Task description:
When the line containing "PR #547, opened 2023-02-20" appears in the entries below, begin printing there and stop after the line containing "This removes the"; print each of those lines exactly and no other line.

Material provided:
Content starts

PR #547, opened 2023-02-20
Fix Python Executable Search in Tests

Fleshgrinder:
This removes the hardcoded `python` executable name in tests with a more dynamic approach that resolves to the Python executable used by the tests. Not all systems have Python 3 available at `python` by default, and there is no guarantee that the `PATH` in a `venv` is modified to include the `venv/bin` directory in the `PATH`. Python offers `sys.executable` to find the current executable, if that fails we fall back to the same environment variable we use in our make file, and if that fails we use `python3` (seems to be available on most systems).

Content ends
Content starts

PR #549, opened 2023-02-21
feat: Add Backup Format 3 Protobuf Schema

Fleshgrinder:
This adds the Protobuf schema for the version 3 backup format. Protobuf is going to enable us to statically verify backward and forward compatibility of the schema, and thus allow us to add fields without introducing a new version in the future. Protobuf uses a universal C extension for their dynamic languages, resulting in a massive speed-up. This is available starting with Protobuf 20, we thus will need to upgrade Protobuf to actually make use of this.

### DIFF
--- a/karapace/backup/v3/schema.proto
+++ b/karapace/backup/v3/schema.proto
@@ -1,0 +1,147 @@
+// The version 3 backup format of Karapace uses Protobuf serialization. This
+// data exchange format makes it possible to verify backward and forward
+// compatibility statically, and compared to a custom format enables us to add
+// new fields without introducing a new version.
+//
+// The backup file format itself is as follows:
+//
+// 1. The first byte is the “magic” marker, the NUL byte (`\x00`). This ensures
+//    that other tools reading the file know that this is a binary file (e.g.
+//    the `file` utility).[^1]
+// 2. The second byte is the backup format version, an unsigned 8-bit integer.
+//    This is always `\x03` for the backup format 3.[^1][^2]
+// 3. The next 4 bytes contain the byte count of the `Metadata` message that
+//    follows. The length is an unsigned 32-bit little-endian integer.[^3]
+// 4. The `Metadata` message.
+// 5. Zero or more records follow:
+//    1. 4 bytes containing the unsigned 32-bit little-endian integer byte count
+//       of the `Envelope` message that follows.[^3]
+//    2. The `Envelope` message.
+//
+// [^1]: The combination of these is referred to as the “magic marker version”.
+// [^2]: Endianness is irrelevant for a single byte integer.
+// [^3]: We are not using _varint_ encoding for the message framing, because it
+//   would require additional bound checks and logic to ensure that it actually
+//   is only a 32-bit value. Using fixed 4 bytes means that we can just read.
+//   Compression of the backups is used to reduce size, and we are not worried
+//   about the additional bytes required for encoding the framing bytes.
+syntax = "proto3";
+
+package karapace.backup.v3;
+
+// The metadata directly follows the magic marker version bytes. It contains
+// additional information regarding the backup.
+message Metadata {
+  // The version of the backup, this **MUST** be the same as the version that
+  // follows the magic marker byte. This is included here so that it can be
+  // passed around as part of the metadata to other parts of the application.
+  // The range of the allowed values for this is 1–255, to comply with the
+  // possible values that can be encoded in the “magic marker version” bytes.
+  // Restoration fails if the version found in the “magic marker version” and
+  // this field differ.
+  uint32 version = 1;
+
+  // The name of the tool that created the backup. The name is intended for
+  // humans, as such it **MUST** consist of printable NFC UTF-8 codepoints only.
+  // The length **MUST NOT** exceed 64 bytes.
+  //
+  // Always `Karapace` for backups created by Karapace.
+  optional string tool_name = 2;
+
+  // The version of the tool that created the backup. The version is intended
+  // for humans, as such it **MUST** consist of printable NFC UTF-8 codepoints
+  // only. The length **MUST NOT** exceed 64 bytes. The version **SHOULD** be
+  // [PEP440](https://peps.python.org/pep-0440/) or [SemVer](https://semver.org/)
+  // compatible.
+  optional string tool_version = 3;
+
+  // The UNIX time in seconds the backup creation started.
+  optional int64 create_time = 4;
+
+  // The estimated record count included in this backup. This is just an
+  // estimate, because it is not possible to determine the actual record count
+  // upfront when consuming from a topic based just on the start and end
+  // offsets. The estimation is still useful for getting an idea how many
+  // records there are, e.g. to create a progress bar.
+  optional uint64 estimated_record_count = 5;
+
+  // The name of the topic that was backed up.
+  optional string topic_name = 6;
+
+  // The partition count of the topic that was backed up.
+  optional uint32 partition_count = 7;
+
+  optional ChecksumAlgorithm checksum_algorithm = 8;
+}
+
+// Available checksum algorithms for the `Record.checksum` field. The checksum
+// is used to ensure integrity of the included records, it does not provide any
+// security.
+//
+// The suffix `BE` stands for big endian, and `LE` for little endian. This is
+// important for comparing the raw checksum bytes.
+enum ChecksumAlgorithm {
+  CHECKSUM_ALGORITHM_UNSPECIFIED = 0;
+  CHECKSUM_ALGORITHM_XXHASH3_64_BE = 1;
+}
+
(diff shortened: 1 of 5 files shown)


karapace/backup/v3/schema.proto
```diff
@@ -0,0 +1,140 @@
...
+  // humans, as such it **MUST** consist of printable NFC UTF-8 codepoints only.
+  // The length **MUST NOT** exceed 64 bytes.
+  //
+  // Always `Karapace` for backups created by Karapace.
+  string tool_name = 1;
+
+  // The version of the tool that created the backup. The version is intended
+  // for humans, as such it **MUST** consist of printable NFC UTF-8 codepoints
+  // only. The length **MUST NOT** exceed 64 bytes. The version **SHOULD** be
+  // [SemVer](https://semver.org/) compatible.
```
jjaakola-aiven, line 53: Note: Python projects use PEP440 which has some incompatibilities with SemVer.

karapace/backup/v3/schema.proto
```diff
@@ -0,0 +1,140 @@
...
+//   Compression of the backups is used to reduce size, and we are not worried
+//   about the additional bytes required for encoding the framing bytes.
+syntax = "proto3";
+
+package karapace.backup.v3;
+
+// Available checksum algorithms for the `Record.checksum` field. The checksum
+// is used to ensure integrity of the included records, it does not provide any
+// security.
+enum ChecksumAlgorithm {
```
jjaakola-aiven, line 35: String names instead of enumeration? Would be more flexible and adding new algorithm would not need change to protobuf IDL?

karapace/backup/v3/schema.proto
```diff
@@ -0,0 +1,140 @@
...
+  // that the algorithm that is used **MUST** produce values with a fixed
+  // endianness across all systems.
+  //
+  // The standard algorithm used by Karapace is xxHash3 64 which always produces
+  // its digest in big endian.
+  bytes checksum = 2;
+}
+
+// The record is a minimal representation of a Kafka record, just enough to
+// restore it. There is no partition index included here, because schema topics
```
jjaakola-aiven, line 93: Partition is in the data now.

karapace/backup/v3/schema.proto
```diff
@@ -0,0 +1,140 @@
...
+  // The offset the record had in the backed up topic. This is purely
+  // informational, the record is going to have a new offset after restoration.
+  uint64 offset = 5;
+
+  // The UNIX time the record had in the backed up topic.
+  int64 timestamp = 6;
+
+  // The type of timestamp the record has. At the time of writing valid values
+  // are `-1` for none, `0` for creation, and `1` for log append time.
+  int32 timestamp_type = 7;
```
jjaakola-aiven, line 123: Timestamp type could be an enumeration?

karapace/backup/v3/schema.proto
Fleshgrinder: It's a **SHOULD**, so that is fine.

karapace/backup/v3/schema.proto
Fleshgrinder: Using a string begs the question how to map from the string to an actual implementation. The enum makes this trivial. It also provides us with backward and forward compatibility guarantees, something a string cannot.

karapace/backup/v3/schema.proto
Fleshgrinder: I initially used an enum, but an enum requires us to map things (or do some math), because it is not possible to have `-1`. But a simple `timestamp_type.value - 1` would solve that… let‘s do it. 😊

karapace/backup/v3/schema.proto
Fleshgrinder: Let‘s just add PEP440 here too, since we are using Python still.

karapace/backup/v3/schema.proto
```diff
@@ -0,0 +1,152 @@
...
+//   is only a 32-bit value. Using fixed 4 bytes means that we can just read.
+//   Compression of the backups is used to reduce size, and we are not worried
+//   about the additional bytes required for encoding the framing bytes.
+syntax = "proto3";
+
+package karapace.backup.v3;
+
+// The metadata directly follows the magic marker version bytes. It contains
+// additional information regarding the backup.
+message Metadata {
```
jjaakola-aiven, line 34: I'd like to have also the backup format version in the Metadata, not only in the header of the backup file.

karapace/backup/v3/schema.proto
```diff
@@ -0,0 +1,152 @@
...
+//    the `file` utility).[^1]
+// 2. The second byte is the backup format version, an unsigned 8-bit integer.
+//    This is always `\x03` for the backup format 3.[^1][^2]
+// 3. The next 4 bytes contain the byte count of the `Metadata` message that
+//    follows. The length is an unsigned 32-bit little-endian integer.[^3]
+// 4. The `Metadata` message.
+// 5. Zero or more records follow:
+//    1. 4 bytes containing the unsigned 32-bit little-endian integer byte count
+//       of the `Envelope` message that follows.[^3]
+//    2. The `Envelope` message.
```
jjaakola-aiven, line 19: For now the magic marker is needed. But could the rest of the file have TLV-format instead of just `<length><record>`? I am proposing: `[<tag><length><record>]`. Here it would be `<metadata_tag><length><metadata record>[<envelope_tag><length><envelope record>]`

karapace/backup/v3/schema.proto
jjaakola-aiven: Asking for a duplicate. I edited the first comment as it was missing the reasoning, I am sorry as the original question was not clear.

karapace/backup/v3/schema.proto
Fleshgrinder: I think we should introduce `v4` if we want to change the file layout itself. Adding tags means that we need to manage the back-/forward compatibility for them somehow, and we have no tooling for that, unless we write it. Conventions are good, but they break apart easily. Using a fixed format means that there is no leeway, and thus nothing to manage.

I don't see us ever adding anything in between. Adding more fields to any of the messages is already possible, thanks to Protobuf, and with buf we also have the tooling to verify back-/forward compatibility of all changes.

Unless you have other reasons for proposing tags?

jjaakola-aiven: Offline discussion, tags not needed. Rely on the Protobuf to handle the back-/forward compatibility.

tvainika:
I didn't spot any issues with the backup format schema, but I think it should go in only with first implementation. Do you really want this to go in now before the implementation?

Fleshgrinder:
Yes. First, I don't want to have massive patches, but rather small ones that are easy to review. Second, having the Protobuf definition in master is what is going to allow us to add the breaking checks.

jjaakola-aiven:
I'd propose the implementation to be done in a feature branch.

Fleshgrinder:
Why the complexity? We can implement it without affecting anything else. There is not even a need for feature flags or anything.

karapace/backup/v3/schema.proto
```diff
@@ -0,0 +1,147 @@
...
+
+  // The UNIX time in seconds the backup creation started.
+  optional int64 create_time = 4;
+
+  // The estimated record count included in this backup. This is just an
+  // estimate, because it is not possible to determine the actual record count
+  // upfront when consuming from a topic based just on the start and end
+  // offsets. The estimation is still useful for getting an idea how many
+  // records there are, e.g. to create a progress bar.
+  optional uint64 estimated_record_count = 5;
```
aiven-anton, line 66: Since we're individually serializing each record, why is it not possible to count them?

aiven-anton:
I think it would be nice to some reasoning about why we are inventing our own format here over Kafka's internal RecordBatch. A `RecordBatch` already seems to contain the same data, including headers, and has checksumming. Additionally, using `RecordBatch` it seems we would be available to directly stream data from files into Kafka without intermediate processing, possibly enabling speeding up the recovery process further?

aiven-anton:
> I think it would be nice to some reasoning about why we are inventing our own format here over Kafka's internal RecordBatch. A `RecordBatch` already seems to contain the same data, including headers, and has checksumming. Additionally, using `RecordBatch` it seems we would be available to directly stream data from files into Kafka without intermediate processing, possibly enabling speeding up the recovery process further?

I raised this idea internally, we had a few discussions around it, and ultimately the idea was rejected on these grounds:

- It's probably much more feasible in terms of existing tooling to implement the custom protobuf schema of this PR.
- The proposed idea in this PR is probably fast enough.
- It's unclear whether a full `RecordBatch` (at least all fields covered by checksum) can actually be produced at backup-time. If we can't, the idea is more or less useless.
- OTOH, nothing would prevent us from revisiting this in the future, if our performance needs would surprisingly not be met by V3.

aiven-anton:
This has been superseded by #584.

Content ends

Exercise response:
PR #547, opened 2023-02-20
Fix Python Executable Search in Tests

Fleshgrinder:
This removes the hardcoded `python` executable name in tests with a more dynamic approach that resolves to the Python executable used by the tests. Not all systems have Python 3 available at `python` by default, and there is no guarantee that the `PATH` in a `venv` is modified to include the `venv/bin` directory in the `PATH`. Python offers `sys.executable` to find the current executable, if that fails we fall back to the same environment variable we use in our make file, and if that fails we use `python3` (seems to be available on most systems).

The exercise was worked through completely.